Critical issues often left out must be addressed:

  • Carrying capacity: limits for each beach, trail, and settlement.
  • Risk maps and civil protection: fire, flood, and earthquake plans with clear roles and rapid communication.
  • Accessibility in depth: audits and adaptations so people with disabilities can move comfortably in trails, museums, and the sea.
  • Water, energy, waste: savings, recycling, composting, reduced single-use plastics, and incentives for green business practices.
  • “Last-mile” mobility: local routes to trails and beaches, bike-sharing points, and parking areas at the entrance of popular sites.
  • Seasonal staff housing: accommodation solutions and incentives for businesses to attract and retain workers.
  • Heritage protection: conservation of monuments and traditional architecture, visitor limits where needed, multilingual interpretation.
  • Data: trail counters and anonymous app statistics to guide planning, with respect for privacy.
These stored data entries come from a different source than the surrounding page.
PR #202, opened 2014-02-28
First stab at implementing automatic loading of more lines when you scroll up

torhve:
This PR depends on the nomore branch since it has to know when to not request more lines.


lorenzhs:
This is a year old, I'll close it for now. Still want to have that feature at some point though ;)

PR #476, opened 2014-10-16
Cancel all outstanding notifications when disconnecting / navigating away

### LINKED ISSUE #296: Cancel outstanding notifications when disconnecting / navigating away / closing page
When disconnecting, we should cancel all outstanding notifications, and also when navigating away without "disconnecting" (I'm putting that in quotes because of #242 or another bug with the same effect, which results in WeeChat having closed the connection but GB not properly noticing that, thinking it's still connected).

lorenzhs:
Fixes #296

If someone could test this, that would be great. Chrome's notification have [a tendency to really fuck up my system](https://code.google.com/p/chromium/issues/detail?id=383837)

### DIFF
--- a/js/glowingbear.js
+++ b/js/glowingbear.js
@@ -221,6 +221,11 @@ weechat.controller('WeechatCtrl', ['$rootScope', '$scope', '$store', '$timeout',
     });
 
     $rootScope.$on('relayDisconnect', function() {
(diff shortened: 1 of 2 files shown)


lorenzhs:
Reworked this not to pollute $rootScope

PR #477, opened 2014-10-18
[WIP] Start implementing auto-reconnect

lorenzhs:
I was recently travelling by train through an area with rather flaky mobile coverage, and it sucked to have to reconnect all the time, especially since GB throws you out of your current view and onto the landing page, so you can't even keep reading things that you already have offline. Instead, it would be nice to display a "reconnecting..." banner, and try to reconnect periodically, and allow the user to take up where they left off.

Ideas to take this even further:
- command queue while offline (send this to that buffer)

Things that need to be done before this can be merged:
- The UI is currently really bad. It covers actual text, and hasn't been tested on mobile
- A "reconnect now" link needs to be added (exponential backoff → timeouts can become quite large)
- Needs to be tested in a range of scenarios

You can try this out by manually closing the connection in WeeChat (/relay → D), or disturbing your internet connection in a way that doesn't run into a timeout (on a phone, that would be switching from mobile network to wifi or the other way around)

TODO:
* [x] reconnect now button
* [ ] make sure we get **all** new lines, which is not always the case (I suspect filtered lines)

### DIFF
--- a/css/glowingbear.css
+++ b/css/glowingbear.css
@@ -267,11 +267,13 @@ td.time {
     top: 35px;
     position: fixed;
     z-index: 9999;
-    background-color: #eee;
-    color: #333;
-    width: 100%;
+    width: 80%;
     margin: 0;
     padding: 5px;
+    left: 10%;
+}
+#reconnect a {
+    color: white;
 }
 
 .footer {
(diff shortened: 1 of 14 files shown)


torhve:
I rebased this and added a few tiny fixes. Tested OK on desktop and mobile.

PR #496, opened 2014-11-02
Parse colours in buffer title

### LINKED ISSUE #308: Colours in buffer title (topic) don't render
Glowing Bear does not parse colour codes in the /topic.

Example:

lorenzhs:
Requires a WeeChat version including https://github.com/weechat/weechat/commit/013165209af818daba6b6c5869e822ec9cb86fc3, i.e., WeeChat 1.1 or a November 2014 nightly (or later). Ffor previous versions, see https://github.com/weechat/weechat/issues/237

Fixes #308

### DIFF
--- a/index.html
+++ b/index.html
@@ -215,7 +215,9 @@ $ openssl req -nodes -newkey rsa:4096 -keyout relay.pem -x509 -days 365 -out rel
           </a>
           <button ng-if="debugMode" ng-click="countWatchers()">Count<br />Watchers</button>
         </div>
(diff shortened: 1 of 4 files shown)


lorenzhs:
WeeChat 1.1 was released which fixes the bug mentioned above, so we should be good to go on this. Any opinions?

torhve:
Is there any side effects if you haven't upgraded?

lorenzhs:
Since WeeChat sent IRC colour codes previously, and those don't collide with WeeChat colour codes, I don't expect any side effects. While I haven't tested, I'd be very surprised if something broke

torhve:
I will test it and merge it

PR #518, opened 2014-12-12
Twemoji Support, Take 2

rscullin:
Similar to the PR from before ( #505 ), but now Twemoji parsing is optional and it defaults to disabled. I still plan  on adding UA detection for better default handling, but wanted to get _something_ out while I figure out the best way to do so.


lorenzhs:
Superseded by #530

PR #524, opened 2014-12-22
[PLS TEST] Settings module

lorenzhs:
Tadaaa! Let's unclutter `$rootScope`.


torhve:
I tested and rebased and forced pushed this, looks good to me.

PR #528, opened 2014-12-30
Add some basic tests for filters

lorenzhs:
This depends on #526 and #527. The tests will fail until those are merged.

### DIFF
--- a/js/glowingbear.js
+++ b/js/glowingbear.js
@@ -3,7 +3,10 @@
 
 var weechat = angular.module('weechat', ['ngRoute', 'localStorage', 'weechatModels', 'plugins', 'IrcUtils', 'ngSanitize', 'ngWebsockets', 'ngTouch']);
 weechat.config(['$compileProvider', function ($compileProvider) {
-    $compileProvider.debugInfoEnabled(false);
+    // hack to determine whether we're executing the tests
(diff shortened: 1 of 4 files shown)


js/glowingbear.js
```diff
@@ -3,7 +3,10 @@
 
 var weechat = angular.module('weechat', ['ngRoute', 'localStorage', 'weechatModels', 'plugins', 'IrcUtils', 'ngSanitize', 'ngWebsockets', 'ngTouch']);
 weechat.config(['$compileProvider', function ($compileProvider) {
-    $compileProvider.debugInfoEnabled(false);
+    // hack to determine whether we're executing the tests
+    if (typeof(it) === "undefined" && typeof(describe) === "undefined") {
```
cormier: I don't think there is a better way to do this in the current situation.
From what I understand the preferred way to do this is to use a per-environment javascript config file that is set at build time, similarly to what is described in this blog post:
http://newtriks.com/2013/11/29/environment-specific-configuration-in-angularjs-using-grunt/

Since one of our requirements is that one should be able to run Glowing Bear directly from the repo (no build), we obviously cannot do this, unless we drop this requirements. I have no problem merging this patch, but I think we should also ask around on the channel and validate that the no-build requirement is still helpful.

lorenzhs: yuck. Thanks for the insight though!

PR #529, opened 2015-01-03
Display ogv, mp4 and webm videos inside a video tag

cormier:
Add a plugin that displays mp4, ogv and webm videos inside a <video> tag

### DIFF
--- a/js/plugins.js
+++ b/js/plugins.js
@@ -268,6 +268,15 @@ plugins.factory('userPlugins', function() {
     });
 
     /*
+     * mp4 video Preview
+     */
+    var videoPlugin = new UrlPlugin('video', function(url) {
+        if (url.match(/\.(mp4|webm|ogv)\b/i)) {
+            return '<video class="embed" width="560"><source src="'+url+'"></source></video>';
+        }
+    });
+
+    /*
      * Cloud Music Embedded Players
      */
     var cloudmusicPlugin = new UrlPlugin('cloud music', function(url) {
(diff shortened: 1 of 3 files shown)


js/plugins.js
```diff
@@ -280,6 +280,25 @@ plugins.factory('userPlugins', function() {
     imagePlugin.name = 'image';
 
     /*
+     * mp4 video Preview
+     */
+    var videoPlugin = new Plugin(function(message) {
+
+        var url = message.match(urlRegexp);
```
lorenzhs: why don't you use `urlPlugin` to easily match multiple videos in one message?

js/plugins.js
```diff
@@ -280,6 +280,25 @@ plugins.factory('userPlugins', function() {
...
+        var content = null;
+
+        if (url) {
+            url = url[0]; /* Actually parse one url per message */
+            if (url.match(/\.(mp4|webm|ogv)$/)) {
+                return '<video width="100%"><source src="'+url+'"></source></video>';
```
lorenzhs: 100%? Doesn't that make the video huuuuge? I think I'd prefer a Reddit Enhancement Suite-like small default size with click&drag to resize. In any case 100% seems like a bad default to me

cormier: Maybe that's a little bit big. I don't have a strong opinion on this, so what would you prefer? 75% 50%?

lorenzhs: Something like youtube (width=560px, height=315px)? I mean, the player has a full-screen button anyway, so we don't need it to be huge.

cormier: Let's specify only the width to keep the aspect ratio. I would rather keep the "width" a proportion to accomodate different browser sizes though.

lorenzhs:
I don't like the `width=75%` part here, that's way too big imho. Why not use the same as youtube, 560x315 (with a `max-width=100%` for mobile)? The browsers' video player has a full screen button anyway should you want to watch it in huge

lorenzhs:
I changed the width thingy while rebasing it, hope you don't mind

PR #530, opened 2015-01-03
Adds emoji support using Twitter's twemoji

lorenzhs:
I addressed mine and @torhve's comments on #518 (and #505) since nothing has happened for three weeks. I also squashed the whole thing into one commit. It was @rscullin who did the real work, though.


lorenzhs:
\o/

PR #531, opened 2015-01-14
plugins: (image) support :size suffix

vivien:
Some images URL (such as Twitter hosting site twimg.com) are suffixed
with :size where size can be small, medium or large.


lorenzhs:
good idea!

PR #535, opened 2015-01-17
Hide Chrome status bar when hovering links in the buffer list

anders:
Removing href="#" works. I don't think this should cause any issues, but maybe there is a reason for the href to be there?

I tested in Chrome, Firefox and Safari on OS X, works fine.


anders:
Chrome, before this patch:
how it looks in Chrome before patch

torhve:
One reason is often to get pointer icon when you hover, is this still there with this patch?

anders:
Yes, it's still there. At least in Chrome and Firefox.

MeltedLux:
<3

PR #536, opened 2015-01-18
Add theme-color meta tag for Android 5

lorenzhs:
@torhve's idea iirc


cormier:
I didn't know we could set this value. That's nice: thanks guys for letting me learn something new everyday! ;-)

PR #1205, opened 2022-01-24
Update webpack.config.js

jtracey:
This fixes broken dev builds introduced by 11d53f1.
See: https://github.com/webpack/webpack-dev-server/blob/master/migration-v4.md


lorenzhs:
Thanks and sorry for the slow response!

PR #1210, opened 2022-03-03
Add initial Tauri support

ogarcia:
This PR adds initial support for building the application with [Tauri](https://tauri.studio/).

[Tauri is a toolkit](https://tauri.studio/docs/about/intro) like Electron that builds web applications using much less disk space and much less memory.

I am not a node developer so I can't get the most out of the tool, the only thing I have done was an initial configuration that allows to generate a glowing-bear binary that takes 11MB and works correctly.

To generate binary you need install [Tauri dependencies](https://tauri.studio/docs/getting-started/setting-up-linux) and siply run:
```
npm run build
npm run tauri build
```

After end, the `glowing-bear` is located in src-tauri/target/release


src-tauri/Cargo.toml
```diff
@@ -0,0 +1,28 @@
+[package]
+name = "app"
+version = "0.1.0"
+description = "A Tauri App"
```
lorenzhs, line 4: Can you fill in the name and a description?

src-tauri/Cargo.toml
```diff
@@ -0,0 +1,28 @@
...
+authors = ["you"]
+license = ""
```
lorenzhs, line 6: GPL v3

lorenzhs:
Where does the web engine come from with tauri? Is it just using a shared one that isn't bundled? In that case, what's the advantage besides an apparently smaller size on disk? Where do the memory savings come from?

src-tauri/Cargo.toml
ogarcia: Ok. In Cargo.toml the format is [described here](https://doc.rust-lang.org/cargo/reference/manifest.html#the-license-and-license-file-fields), in this case `GPL-3.0`.

lorenzhs:
Thanks! Let's see if people like it :)

Issue #1157, opened 2020-08-06
Critical bug: authentication method for weechat 2.9 does not work in http context


JeremyMahieu:
`crypto.subtle` or `window.crypto.subtle` is undefined in non secure contexts.

This is used for calculating the hash to log in to the new version of weechat with encrypted authentication.

Suggest either rolling back or disabling http. Don't really see a way around except with using an extra crypto library.

![image](https://user-images.githubusercontent.com/23409814/89577303-c9916400-d830-11ea-8cfa-6f1449d4a041.png)

AStove:
Maybe have an alert that shows when trying to connect to >=2.9 and crypto.subtle is undefined?

lorenzhs:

Local community at the core. An “Evia Tourism Academy” would provide training in service, digital skills, cooking with local products, thematic guiding, and sustainable practices. Small businesses would get microfinance and technical support to upgrade facilities, reduce energy use, and develop new experiences. Stronger links between producers, restaurants, and accommodations would be fostered through “local breakfast,” “Evia basket,” and minimum local sourcing quotas in restaurants. A simple citizen feedback system would be set up, along with a public dashboard of key indicators to track progress.

Promotion requires a clear, unified online presence. The official site and app will aggregate trails, events, useful information, and booking options. For Greece, we launch the idea “Evia – 52 Weekends,” themed getaways combining nature, food, and culture. Abroad, we work with travel agencies and booking platforms, while hosting journalists and photographers to showcase the destination.

A “Evia Experiences Pass” will be introduced, a digital pass with discounts for museums, trails, transport, and local products—easy to use for both visitors and businesses. Plans also include film tourism, facilitating productions that respect the place and leave added value, plus online reputation management: monitoring reviews, calm factual responses, and quick fixes when issues arise.

Sustainability and resilience underpin everything. Alongside reforestation and stream care, measures will ensure cool public spaces, shade, water savings, and fire prevention. Softer night lighting will reveal the starry sky and create calm stargazing experiences. Events will be low-impact and aligned with landscape and community. Monuments, traditional villages, and sensitive areas will enter a phased program of conservation and clear visiting rules.

Funding must be mixed. Public funds for shared projects; PPPs and concessions for marinas and some facilities, under strict transparency; micro-grants and low-interest loans for small businesses. The DMO will act as a “one-stop shop”: guidance for permits, template technical files, ready-to-sell experience packages, and support to mature investments properly before launch.

Everything must be measured. Overnight stays, average length of stay, occupancy and RevPAR, seasonality, visitor spending, trail traffic, visitor satisfaction, business certification uptake, local sourcing percentage, plus environmental indicators (waste, water, energy). Social indicators too: permanent population retention, new jobs, resident acceptance of tourism. Data will be public, and when something doesn’t work, it will change.

Evia doesn’t need to copy anyone. It can become mainland Greece’s close, quality escape: trails into nature without hassle, clean and calm seas, flavors that support the land, residents who benefit from tourism without losing their daily life. With clear direction, simple rules, respect for the environment, and cooperation without ego, Evia’s tourism development can be meaningful and resilient for many years.